I enjoyed studying Jon’s data and pulling together this blog post. It confirmed, as usual, that I know far less than I think I know. More importantly, it also provided data to say that the life science investment community is doing better than the current negative sentiment would suggest. While life science investing is not experiencing the current explosive growth that consumer internet is having, it is moving along at a solid pace – enough to provide reasonable returns to investors and to get products into the hands of patients who deserve the best care possible.
I should also take a second to provide a quick shout-out to those who are working hard to ramp up excitement for life science startups.

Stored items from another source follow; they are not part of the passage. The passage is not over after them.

PR #1594, opened 2021-07-08
Fix Coverity Issues and Compiler Warnings

iguessthislldo:
Follow up to #840


mitza-oci (approved):

mitza-oci (approved):

jwillemsen (approved):

jwillemsen:
One warning left, see https://buildlogs.remedy.nl/win_vs2019_opendds_debug/2021_07_11_02_18_Full.html#warning_1

iguessthislldo:
That looks like it would have been there before, but okay.

iguessthislldo:
#1602

mitza-oci:
> 
> 
> That looks like it would have been there before, but okay.

I think it's due to precedence.  The prior code had one more set of parens `(float) ((ev->u.bval == true) ? 1.0 : 0.0)`, the current code applies the cast to first operand of the `?:`.  One more reason why C++ casts are better than C casts.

First, to Bruce Booth who continues to tell the world about how great the biotech IPO class of 2010 is performing. That is not an easy task given the amount of hype and press coverage currently being directed toward LinkedIn, Facebook, Twitter, and Zygna. And second, to Canaan Partners and Safeguard Scientifics for finding an asset (see FierceBiotech press release) that no one believed in and turning it into one of the best investments ever made by a life science fund.